**Action item:** Starting at the first line of the data below, write out each line exactly until you reach the line containing "lease CLI surface, observed", and include that line too.

**Items from a data source:**
>>>>

PR #764, opened 2026-07-09
fix(#679): unify list/release liveness for persona wake leases

### LINKED ISSUE #679: leases list shows rows the release path considers not-live (display vs state mismatch)
## Summary

Split from #677. The wedge reaper in #677 releases a reaped session's persona
wake-lease correctly, but a separate observability inconsistency remains in the
lease CLI surface, observed during the #676 investigation:

- `legion watch leases list` shows lease rows with a uniform EXPIRES that
  ADVANCES on each invocation (e.g. 21:39 -> 21:45 across all personas), and
  keeps showing a row,
- while `legion watch leases release --persona <p> --signal <id>` reports
  "no live lease found for <p>/<id> (may already be released)" for a row the
  list still displays.

So the list view and the release path disagree about what counts as a "live"
lease. The list appears to render historical/all rows with a heartbeat-refreshed
expiry rather than the actual acquirable-lease state, which makes the CLI
misleading for diagnosing a stuck persona.

## Acceptance criteria

- [ ] `leases list` reflects actual live-lease state (filter expired/released, or
      clearly mark non-live rows) so it agrees with the release path
- [ ] `leases list` and `leases release` share one definition of "live"
- [ ] A released or expired lease does not appear as live in the list
- [ ] Test covering the list/release agreement

ssilvius:
## Summary

Persona wake leases had two independent liveness checks that could disagree: `list_persona_leases`
tested both `deleted_at IS NULL` and `expires_at > now`, while the three release paths
(`release_persona_lease`, `release_persona_lease_if_owner`, `release_persona_leases_by_host`) tested
only `deleted_at IS NULL`. An expired-but-undeleted lease was already invisible to `list` yet still
reported as "releasable" (`true`) by `release_persona_lease` -- a live-state drift between what the
CLI displays and what the release paths act on. This fix introduces one named constant,
`LIVE_LEASE_WHERE` (`src/db/wake.rs:55`), holding the single liveness predicate, and every one of the
five call sites now shares it via `format!` interpolation, so there is exactly one definition of "this
lease is live" instead of five near-duplicate copies that can drift.

### 1. `leases list` reflects actual live-lease state (filter expired/released)

`list_persona_leases` already filtered on `deleted_at IS NULL AND expires_at > ?1` before this change
(that half of the bug was never in `list`); what changed is that it now draws that filter from the
shared `LIVE_LEASE_WHERE` constant (`src/db/wake.rs:133`, `:151`) instead of an inline literal, so the
list's notion of "live" cannot silently drift from the release paths' notion in a future edit. Test
`persona_lease_list_omits_expired` (pre-existing) and the new
`persona_lease_never_renders_as_live_after_release_or_expiry` (`src/db/wake.rs:212`) both assert
`list_persona_leases` returns no row for an expired-or-released lease, i.e. it reflects actual
live-lease state rather than raw table contents with a heartbeat-refreshed display expiry.

### 2. `leases list` and `leases release` share one definition of "live"

`LIVE_LEASE_WHERE` (`src/db/wake.rs:55`, `"deleted_at IS NULL AND expires_at > ?"`) is now the single
predicate shared by `list_persona_leases` (`src/db/wake.rs:133`, `:151`), `release_persona_lease`
(`src/db/wake.rs:50`), `release_persona_lease_if_owner` (`src/db/wake.rs:81`), and
`release_persona_leases_by_host` (`src/db/wake.rs:106`). Before, only `list_persona_leases` checked
`expires_at`; the three release paths checked only `deleted_at`, so an expired-but-undeleted row was
"live" to release and "gone" to list. All five queries now use the identical predicate string, so
there is exactly one definition of live, not five copies that can diverge.

### 3. A released or expired lease does not appear as live in the list

`persona_lease_never_renders_as_live_after_release_or_expiry` (`src/db/wake.rs:212`) is the direct
test for this criterion: it drives one lease through explicit release and a second through TTL expiry
with no explicit release, then asserts `list_persona_leases` shows neither as live in either case --
covering both routes by which a lease can stop being live, not just one.

### 4. Test covering the list/release agreement

`persona_lease_release_and_list_agree_on_expired_lease` (`src/db/wake.rs:162`) and
`persona_lease_release_if_owner_and_list_agree_on_expired_lease` (`src/db/wake.rs:192`) each acquire a
zero-TTL lease, let it expire, and assert both `list_persona_leases` and the corresponding release
function (unscoped and host-scoped respectively) agree it is gone: `list` already shows it empty, and
release now reports `false` ("no live lease found") instead of the pre-fix `true`. `cargo test
wake::` (`src/db/wake.rs`) runs all three new tests plus the 34 pre-existing wake tests green.

## Deliberately not done

- Did not touch `release_persona_leases_by_host` wiring -- it remains `#[allow(dead_code)]`, unused
  until a future SIGTERM handler calls it (pre-existing, out of scope for #679); only its liveness
  predicate was unified.
- Did not add a grace period or change TTL semantics -- the fix is purely about the two liveness
  checks (`deleted_at`, `expires_at`) agreeing across all five call sites, not about changing what
  "expired" means.
- Did not refactor `map_persona_lease_row` or the `PersonaWakeLease` struct; unrelated to the liveness
  drift.

## Verification

`cargo fmt --check`, `cargo clippy --all-targets -- -D warnings`, and `cargo test wake::` (37/37
passing, including the 3 new tests) all run clean on HEAD `82e79692db6279ffa6bf2281aea6db698a1ea9ee`.

Closes #679

### DIFF
--- a/src/db/wake.rs
+++ b/src/db/wake.rs
@@ -39,6 +39,21 @@ fn map_persona_lease_row(row: &rusqlite::Row<'_>) -> rusqlite::Result<PersonaWak
     })
 }
 
+/// The single definition of "this lease is live": not soft-deleted and not
+/// past its TTL. Shared verbatim by every reader/writer that needs to agree
+/// on liveness -- `list_persona_leases` (what the CLI displays),
+/// `release_persona_lease` / `release_persona_lease_if_owner` (what counts as
+/// releasable), and `release_persona_leases_by_host` -- so a released-or-
+/// expired lease can never render as live in one code path while another
+/// still treats it as gone (#679: the list and release paths previously
+/// diverged because release only checked `deleted_at`, ignoring `expires_at`,
+/// so an expired-but-undeleted row was invisible to `list` yet still
+/// "releasable" to `release`).
+///
+/// Uses one unnumbered `?` placeholder -- callers bind `now` at the position
+/// where this fragment lands in the finished SQL text.
+const LIVE_LEASE_WHERE: &str = "deleted_at IS NULL AND expires_at > ?";
+
 /// `persona_wake_leases` (#308) and `wake_attempts` (#487) tables.
 pub(super) fn create_tables(conn: &Connection) -> Result<()> {
     // Migration 17: Persona wake leases for cluster-wide wake coordination (#308).
@@ -205,7 +220,10 @@ impl Database {
     }
 
     /// Soft-delete one lease by (persona_id, signal_id). Returns true if a
-    /// matching live lease existed. Idempotent on an already-released lease.
+    /// matching *live* lease existed (per [`LIVE_LEASE_WHERE`] -- the same
+    /// predicate `list_persona_leases` uses), false when it was already
+    /// released or had already expired. Idempotent on an already-released
+    /// lease.
     ///
     /// Unscoped by host -- used by the operator CLI to forcibly drop any
     /// stuck lease. The watch reaper uses `release_persona_lease_if_owner`
@@ -213,11 +231,14 @@ impl Database {
     /// accidentally release the winner's row.
     pub fn release_persona_lease(&self, persona_id: &str, signal_id: &str) -> Result<bool> {
         let now = Utc::now().to_rfc3339();
-        let updated = self.conn.execute(
+        let sql = format!(
             "UPDATE persona_wake_leases \
-             SET deleted_at = ?1, updated_at = ?1 \
-             WHERE persona_id = ?2 AND signal_id = ?3 AND deleted_at IS NULL",
-            rusqlite::params![&now, persona_id, signal_id],
+             SET deleted_at = ?, updated_at = ? \
+             WHERE persona_id = ? AND signal_id = ? AND {LIVE_LEASE_WHERE}"
+        );
+        let updated = self.conn.execute(
+            &sql,
+            rusqlite::params![&now, &now, persona_id, signal_id, &now],
         )?;
         Ok(updated > 0)
     }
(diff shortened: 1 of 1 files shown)


ssilvius (commented):
Follow-up commit 8eccf9f fixes a MED regression the review confirmed on the previous head (82e7969): unifying LIVE_LEASE_WHERE across all five call sites had gated release_persona_lease_if_owner's WRITE on expires_at too. That function is the reaper's own-row finalization write, not a liveness read -- gating it meant an already-expired-but-owned lease no longer got soft-deleted on reap, and the host-blind heartbeat_persona_leases (deleted_at IS NULL only) then bumped expires_at forward on the same tick_health cycle, resurrecting it into a permanent ghost in `leases list`.

Fix: release_persona_lease_if_owner no longer uses LIVE_LEASE_WHERE -- it finalizes on acquired_by_host + deleted_at IS NULL alone, unconditional on expiry. list_persona_leases, release_persona_lease (operator CLI), and release_persona_leases_by_host (shutdown) are unchanged and still share LIVE_LEASE_WHERE, so the PR body's criterion #2 mapping is now stale for release_persona_lease_if_owner specifically -- noting it here rather than rewriting the body.

Added persona_lease_reap_then_heartbeat_does_not_resurrect_expired_lease as the direct regression test (drives reap-then-heartbeat against a 0-TTL owned lease, asserts it never reappears in list_persona_leases), and flipped persona_lease_release_if_owner_and_list_agree_on_expired_lease -> persona_lease_release_if_owner_finalizes_an_already_expired_lease since the reaper path must NOT agree with list on an expired lease anymore.

Not fixed here, flagged as an out-of-scope residual: a lease that is never reaped at all (daemon restart losing tracked held_leases, or a crash before reap_finished runs) stays deleted_at IS NULL, and heartbeat_persona_leases -- host-scoped but liveness-blind -- can still keep such a row artificially fresh indefinitely. Closing that fully would mean scoping heartbeat itself (e.g. AND expires_at > now, or restricting to tracked sessions), which is a separate, narrower-blast-radius change than this one.

All tests green: cargo test -- 1383 unit + 276 integration passed, 0 failed. clippy -D warnings and fmt --check clean.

<<<<

**Exercise output:**
PR #764, opened 2026-07-09
fix(#679): unify list/release liveness for persona wake leases

### LINKED ISSUE #679: leases list shows rows the release path considers not-live (display vs state mismatch)
## Summary

Split from #677. The wedge reaper in #677 releases a reaped session's persona
wake-lease correctly, but a separate observability inconsistency remains in the
lease CLI surface, observed during the #676 investigation:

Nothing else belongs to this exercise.